Accelerating two-dimensional tensor network optimization by preconditioning

TL;DR

This paper introduces a preconditioning method to accelerate gradient-based optimization of tensor networks, significantly reducing computational costs and improving convergence in quantum many-body simulations.

Contribution

We develop an efficient preconditioner for iPEPS optimization that enhances convergence speed and computational efficiency across various models and contraction schemes.

Findings

Substantial reduction in optimization steps needed

Improved efficiency in Heisenberg and Kitaev models

Broad applicability to different tensor network setups

Abstract

We revisit gradient-based optimization for infinite projected entangled pair states (iPEPS), a tensor network ansatz for simulating many-body quantum systems.
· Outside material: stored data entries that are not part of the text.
PR #1094, opened 2018-01-15
Patch (from Brian J) to enable transfering funds between new accounts.

cj-oci:
This patch is required for newly created accounts to be able to transfer funds to other new accounts. Without this patch only transfers from genesis accounts are possible.


programs/eosioc/main.cpp
```diff
@@ -291,7 +291,7 @@ void create_account(name creator, name newaccount, public_key_type owner, public
       auto active_auth  = eosio::chain::authority{1, {{active, 1}}, {}};
       auto recovery_auth = eosio::chain::authority{1, {}, {{{creator, "active"}, 1}}};
 
-      uint64_t deposit = 1;
+      uint64_t deposit = 1000;
```
wanderingbort: we should add a `deposit` option which defaults to 1000

PR #1101, opened 2018-01-16
use nproc to accelerate the speed.

bamboowind:
nproc - print the number of processing units available. 
we can use this to match different processors.


build.sh
```diff
@@ -99,4 +99,4 @@ fi
 
 # Build EOS
 cmake -DCMAKE_BUILD_TYPE=${CMAKE_BUILD_TYPE} -DCMAKE_CXX_COMPILER=${CXX_COMPILER} -DCMAKE_C_COMPILER=${C_COMPILER} -DWASM_LLVM_CONFIG=${WASM_LLVM_CONFIG} -DBINARYEN_BIN=${BINARYEN_BIN} -DOPENSSL_ROOT_DIR=${OPENSSL_ROOT_DIR} -DOPENSSL_LIBRARIES=${OPENSSL_LIBRARIES} ..
-make -j4
+make -j$(nproc)
```
venediktov: For Mac Os this command is invalid 
```sysctl -n hw.physicalcpu```
So , it has to be some logic if/else in this script

pacificcode:
These issues and requests have been addressed by PR #1370

PR #1111, opened 2018-01-16
DAWN-376 account history scope refactor fix

brianjohnson5972:
Fixed refactor of account history processing of applied blocks.
#1046


plugins/account_history_plugin/account_history_plugin.cpp
```diff
@@ -467,7 +467,7 @@ void account_history_plugin::plugin_startup()
    db.add_index<transaction_history_multi_index>();
 
    my->chain_plug->chain().applied_block.connect ([&impl = my](const chain::block_trace& trace) {
-      impl->applied_block(trace.block);
+      impl->applied_block(trace);
```
heifner: I vote we add `explicit` to block.hpp `block_trace(const signed_block& s);` constructor.

brianjohnson5972: I agree, added.

Issue #1071, opened 2018-01-11
DAWN-469 ⁃ Standardizing Currencies


wanderingbort:
# Standard Currencies

In order to facilitate a wealth of contracts, interfaces, wallets, and tools it makes sense for us to have a standardized framework for implementing a currency.  The base EOS.IO tokens should implement this standard.

## Goals

 * Standard identification of a currency
    * which allows for a single contract to operate multiple currencies
    * which optionally allows guarantee of globally unique "ticker" 
 * Standardized way of constructing a `transfer` from an account to another account
    * This may enforce serialization formats
 * Standardized notifications of to/from when `transfer` s happen
 * Standardized access of balances for an account
    * This may enforce serialization formats
 * Standardized access to meta-information about a currency (perhaps in global registry)
    * This may enforce serialization formats

## Implementation Details

There is a reference implementation of a currency which can be used to define the spec [here](https://github.com/EOSIO/eos/blob/c3d336208bab2d081342ae8070f3ada7aad27282/contracts/eoslib/generic_currency.hpp). 

## Sub Tasks
- [ ] Derive standard document
- [ ] apply standard to the base chain tokens

Dexaran:
It should be noted that [ERC20](https://github.com/ethereum/EIPs/issues/20) token standard has a critical issue. This led to the loss of millions of dollars for the Ethereum ecosystem. You can read more about the problem here: https://gist.github.com/Dexaran/ddb3e89fe64bf2e06ed15fbd5679bd20

I strongly recommend to avoid using the ERC20 standard as a prototype model when developing the standard for EOS digital assets.

jgiszczak:
Implemented as eosio.token.

PR #1113, opened 2018-01-17
minimal changes to restore proxy and currency contracts

wanderingbort:
PLEASE NOTE: This does not bring the native currency up to spec with the current contract level generic currency.  It merely restores the unit tests for deferred transactions and currency as simply as possible.  Additional, issues will need to be created to handle further clean-up and the implied refactor to the native chain currency as part of #1071


spoonincode:
I checked this out, compiled it, played with the eoslib changes a little. Don't have a lot of constructive things to say, but it didn't seem to break any thing that I played with.

PR #1114, opened 2018-01-17
make token accept smaller/larger unsigned integral types for NumberType

### LINKED ISSUE #1103: DAWN-502 ⁃ Can't use any type other then uint64_t in eosio::token<uint64_t,N(currency)>
Should it be  allowed using uint32_t and uint128_t and other unsigned values to represent token quantity ? 
Currently only uint64_t compiles .

If that's the case I can make a pull request to address the issue with following features

- Add type traits to smart contract library as a separate file contracts/eoslib/type_traits.hpp ( currently some type traits exist in contracts/eoslib/type.h)
- add static assertion in the body of template class 
- add SFINAE exclusion of constructor if type is not unsigned integral   
- don't allow implicit conversions of integral value in the ctor of eosio::token , same type but smaller length will be allowed though 
- change hardcoded asserts in contracts library 

```
template<typename NumberType, uint64_t currency = N(eos)>
struct token {
static_assert(eosio::is_unsigned<NumberType>::value, "NumberType can only be unsigned number");
.....
.....  
token() : quantity{} {}

template<typename T, typename = typename eosio::enable_if<eosio::is_unsigned<T>::value && !(sizeof(T)>sizeof(NumberType))>::type>
 explicit token( T v ):quantity(v){};


 //NumberType quantity = 0; //use default value initialization  in ctor 
NumberType quantity;
.....
```

A much stricter would be even better  but I think above proposal would suffice ?

```
template<typename T, typename = typename eosio::enable_if<eosio::is_unsigned<T>::value && eosio::is_same<T,NumberType>::type>
 explicit token( T v ):quantity(v){};
```

the proposed  change will require fixing  hardcoded asserts in multiple places as when we change token NumberType compiler will have  to automatically calculate size, see below  
```
-   static_assert( sizeof(bid) == 32+12, "unexpected padding" );
+   static_assert( sizeof(bid) == sizeof(order_id)+sizeof(price)+sizeof(eosio::tokens)+sizeof(time), "unexpected padding" );
```
Let me know what you think.

venediktov:
This pull request should close #1103


contracts/currency/currency.hpp
```diff
@@ -87,7 +87,8 @@ namespace TOKEN_NAME {
    /**
    Assert statement to verify structure packing for account
    **/
-   static_assert( sizeof(account) == sizeof(uint64_t)+sizeof(currency_tokens), "unexpected packing" );
+   //This structure is *not* packed the check will not work for different sizes of currency_tockens 
+   //static_assert( sizeof(account) == sizeof(uint64_t)+sizeof(currency_tokens), "unexpected packing" );
```
wanderingbort: the `master` branch doesn't currently deal with ambiguously packed structure very well.  Does packing the account/transfer etc structs not resolve this without relaxing this static_assert?

contracts/eoslib/token.hpp
```diff
@@ -68,20 +70,22 @@ namespace eosio {
...
-    token(){}
+    token() : quantity{} {}
 
     /**
     * Constructor for token given quantity of tokens available
     * @brief Constructor for token given quantity of tokens available
     * @param v - quantity of tokens available
     */
-    explicit token( NumberType v ):quantity(v){};
+//    template<typename T, typename = typename eosio::enable_if<eosio::is_unsigned<T>::value && eosio::is_same<T,NumberType>::value>::type>
```
wanderingbort: Please remove commented out code

contracts/eoslib/types.hpp
```diff
@@ -89,4 +89,71 @@ namespace  eosio {
    template<typename T> struct remove_reference<const T&> { typedef T type; };
    ///@}
 
+    /**
```
wanderingbort: Please move this to a file specifically for compliance with standard lib features.   And add it to its own Doxygen group whose description describes what these do, _not_ why they are needed.  For instance, "support for compile time C++ standard features"

contracts/currency/currency.hpp
venediktov: Hi @wanderingbort , Yes first though was to pack it as the assert implies it checks for packed structure. However , packed structures are a bit unsafe when using them ( outside of WAST domain ) 
https://stackoverflow.com/questions/8568432/is-gccs-attribute-packed-pragma-pack-unsafe
I just did not want to introduce a bug , however I am ready to look into that and see if in existing code at least it will produce same webassembly.

contracts/eoslib/types.hpp
venediktov: how about eos/contracts/eoslib/type_traits.hpp ?

contracts/eoslib/token.hpp
venediktov: will do

contracts/eoslib/types.hpp
wanderingbort: works for me.

contracts/currency/currency.hpp
wanderingbort: This is a wart for the current release that we have largely addressed in the future releases.   Don't feel too bad about it for now, we will handle merging the intent of your changes into the new version of our standard currency contract.

venediktov: As I suspected when I added struct PACKED(account) LLVM produced extra align instruction align=1 for WAST

before 
```
(i64.load offset=8
```
after packing 

``` 
(i64.load offset=8 align=1
```
So if you don't mind I will not PACK account or transfer for now and just change my comment to 
//TODO: reintroduce static_assert if account and transfer is packed in the future 

This way it's safe with my pull request  as I see quite few use cases when from.ballance and to.ballance are used , currently token<uint64_t , N(currency)> will be aligned correctly but if other types are mixed together then it could lead to a bug with PACKED(account)
Thank you for letting me work on EOS stack.

PR #1117, opened 2018-01-17
write locks can be read locks too

wanderingbort:
when a shard locks a scope for write that should be sufficient for read


spoonincode:
Let's pull it since it clearly fixes a significant problem in noon.

heifner:
This fixes test:  `./tests/trans_sync_across_mixed_cluster_test.sh -p 1 -n 2`

PR #1121, opened 2018-01-17
Dawn 250 gh 1081 Add roll and bounce scripts and ability to call from launcher

PaulCalabrese:
This change adds new roll and bounce scripts which can be remotely invoked via the launcher. Using the --bounce and --roll options, you can now bounce all the nodes in a network or roll them to a new version.

### DIFF
--- a/scripts/tn_roll.sh
+++ b/scripts/tn_roll.sh
@@ -58,15 +58,19 @@ if [ \( -z "$prog" \) -o \( -z "$RD" \) ]; then
 fi
 
 SDIR=staging/eos
+if [ ! -e $SDIR/$RD/$prog ]; then
+    echo $SDIR/$RD/$prog does not exist
+    exit 1
+fi
+
 if [ -e $RD/$prog ]; then
-    s1=`md5sum $RD/$prog`
-    s2=`md5sum $SDIR/$prog`
+    s1=`md5sum $RD/$prog | sed "s/ .*$//"`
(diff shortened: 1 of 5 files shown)


scripts/tn_bounce.sh
```diff
@@ -1,10 +1,47 @@
...
+# tn_bounce is used to restart a node that is acting badly or is down.
+# usage: tn_bounce.sh [arglist]
+# arglist will be passed to the node's command line. First with no modifiers
+# then with --replay and then a third time with --resync
+#
+# the data directory and log file are set by this script. Do not pass them on
+# the command line.
+#
+# in most cases, simply running ./tn_bounce.sh is sufficient.
+#
```
heifner: I would note that this is called from launcher.

scripts/tn_roll.sh
```diff
@@ -0,0 +1,91 @@
...
+# all instances are restarted.
+# usage: tn_roll.sh [arglist]
+# arglist will be passed to the node's command line. First with no modifiers
+# then with --replay and then a third time with --resync
+#
+# the data directory and log file are set by this script. Do not pass them on
+# the command line.
+#
+# in most cases, simply running ./tn_roll.sh is sufficient.
+#
```
heifner: I would add a note that this is used by launcher.

scripts/tn_bounce.sh
PaulCalabrese: Both of these scripts can also be called directly.

PR #1122, opened 2018-01-17
Support Multiple Currencies in a single contract

bytemaster:


contracts/eoslib/vector.hpp
```diff
@@ -13,6 +13,11 @@ namespace eosio {
       public:
          vector(){}
 
+         vector( const T& value ) {
```
wanderingbort: we should consider pulling from the spec for `std::vector` for this constructor so that developers who are used to a certain meaning for "vector" are more apt to find what they expect.

There is this constructor defined in the spec which would be able to provide the functionality :
```
vector( size_type count, const T& value, const Allocator& alloc = Allocator());
```
Naturally we don't have an allocator. 

We do however, have the stubs now for `std::initializer_list<T>` meaning that all calls to this constructor can be changed from `vector(X)` to `vector({X})` and then this constructor could be dropped.

spoonincode:
I ran a test with a two node network (producer & non-producer). Submitted a currency setcode, then a currency issue, then a currency transfer all via non-producing node. Was able to read currency value via get table.

PR #1128, opened 2018-01-18
introducing ctest: test runner by cmake toolset

asiniscalchi:
- refactoring tests/eosd_run_test.sh to be called from every location in filesystem
- tests/eosd_run_test.sh is run by ctest runner
- travis will run it with ctest --output-on-failure

NB. tests can be added to the ctest runner by:
add_test(name executable) in any CMakeLists.txt

https://cmake.org/Wiki/CMake/Testing_With_CTest

### DIFF
--- a/.travis.yml
+++ b/.travis.yml
@@ -77,7 +77,6 @@ script:
   - mkdir build && cd build
   - ${CMAKE_DIR}cmake -G Ninja -DWASM_LLVM_CONFIG=$TRAVIS_BUILD_DIR/ext/wasm-compiler/bin/llvm-config -DSecp256k1_ROOT_DIR=$TRAVIS_BUILD_DIR/ext -DBINARYEN_ROOT=$TRAVIS_BUILD_DIR/ext/wasm-compiler -DCMAKE_PREFIX_PATH=$TRAVIS_BUILD_DIR/ext -DCMAKE_BUILD_TYPE=Release $EOS_CMAKE_OPTIONS ..
   - ninja -j4
-  - tests/eosd_run_test.sh --host=localhost --port=8888
   - '[ "$TRAVIS_OS_NAME" == "osx" ] || tests/eosd_run_test.py --host=localhost --port=8888'
   - '[ "$TRAVIS_OS_NAME" == "osx" ] || EOSLIB=../contracts tests/chain_test'
   - '[ "$TRAVIS_OS_NAME" == "osx" ] || tests/slow_test'
@@ -86,4 +85,5 @@ script:
   - '[ "$TRAVIS_OS_NAME" == "osx" ] || tests/p2p_tests/sync/test.sh -p 2 -d 10'
   - '[ "$TRAVIS_OS_NAME" == "osx" ] || tests/run_tests.sh'
   - '[ "$TRAVIS_OS_NAME" == "osx" ] || tests/eosd_run_mongodb_test.sh'
+  - ctest --output-on-failure
   - cpack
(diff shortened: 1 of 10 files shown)


asiniscalchi:
output:

image

.travis.yml
```diff
@@ -77,13 +77,10 @@ script:
...
-  - tests/eosd_run_test.sh --host=localhost --port=8888
   - '[ "$TRAVIS_OS_NAME" == "osx" ] || tests/eosd_run_test.py --host=localhost --port=8888'
-  - '[ "$TRAVIS_OS_NAME" == "osx" ] || EOSLIB=../contracts tests/chain_test'
-  - '[ "$TRAVIS_OS_NAME" == "osx" ] || tests/slow_test'
-  - '[ "$TRAVIS_OS_NAME" == "osx" ] || tests/api_test'
   - '[ "$TRAVIS_OS_NAME" == "osx" ] || tests/p2p_tests/sync/test.sh'
   - '[ "$TRAVIS_OS_NAME" == "osx" ] || tests/p2p_tests/sync/test.sh -p 2 -d 10'
   - '[ "$TRAVIS_OS_NAME" == "osx" ] || tests/run_tests.sh'
   - '[ "$TRAVIS_OS_NAME" == "osx" ] || tests/eosd_run_mongodb_test.sh'
+  - ctest --output-on-failure
```
wanderingbort: Does this preserve the early out for OSX: `[ "$TRAVIS_OS_NAME" == "osx" ] || ...` for the encapsulated tests in another place?

programs/launcher/main.cpp
```diff
@@ -372,12 +372,12 @@ struct launcher_def {
   void format_ssh (const string &cmd, const string &host_name, string &ssh_cmd_line);
   bool do_ssh (const string &cmd, const string &host_name);
   void prep_remote_config_dir (eosd_def &node, host_def *host);
-  void launch (eosd_def &node, string &gts);
+  void launch (const string &eosdBinary, eosd_def &node, string &gts);
```
wanderingbort: stylistically we prefer under_scores to camelCase

.travis.yml
asiniscalchi: fixed

asiniscalchi:
I added 2 unittests to expose a good pattern to test the code
- every lib/module with its own test directory
- cmake code is trivial
- add unit tests is trivial

programs/launcher/main.cpp
asiniscalchi: fixed

tests/eosd_run_test.sh
```diff
@@ -1,4 +1,5 @@
 #!/bin/bash
+DIR="$(cd "$(dirname "$0")" && pwd)/.."
```
jgiszczak: While these changes are very good, this whole file is obsolete and slated for removal.  It's being replaced with a suite of python scripts that are much more modular and easy to manage.  You could easily revert this file and submit a new commit, but it's not necessary.  Just be aware that the changes in this file will not survive for long.

jgiszczak:
We have a second branch that is slated to become `master` in the near future: `eos-noon`.  It would be helpful if you could also submit similar changes to that branch.

programs/launcher/main.cpp
```diff
@@ -1110,24 +1110,27 @@ launcher_def::launch (eosd_def &instance, string &gts) {
   node_rt_info info;
   info.remote = !host->is_local();
 
-  string eosdcmd = "programs/eosd/eosd ";
+  string eosdcmd(eosd_binary);
+
   if (skip_transaction_signatures) {
-    eosdcmd += "--skip-transaction-signatures ";
+    eosdcmd += " --skip-transaction-signatures";
```
jgiszczak: There are other command line options that also need this change.  Per the Travis build, at least `--plugin` needs to be similarly updated.  There may be others.

PR #1142, opened 2018-01-19
Error and exit on missing explicit config file. Resolves #1109.

### LINKED ISSUE #1109: DAWN-500 ⁃ eosd and custom configs
you can pass anything to eosd as config file, which leads to a situation where it is not clear if a custom config.ini was loaded:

This approach is hindered by two major challenges: the high computational cost of evaluating energies and gradients, and an ill-conditioned optimization landscape that slows convergence. To reduce the number of optimization steps, we introduce an efficient preconditioner derived from the leading term of the metric tensor. We benchmark our method against standard optimization techniques on the Heisenberg and Kitaev models, demonstrating substantial improvements in overall computational efficiency. Our approach is broadly applicable across various contraction schemes, unit cell sizes, and Hamiltonians, highlighting the potential of preconditioned optimization to advance tensor network algorithms for strongly correlated systems.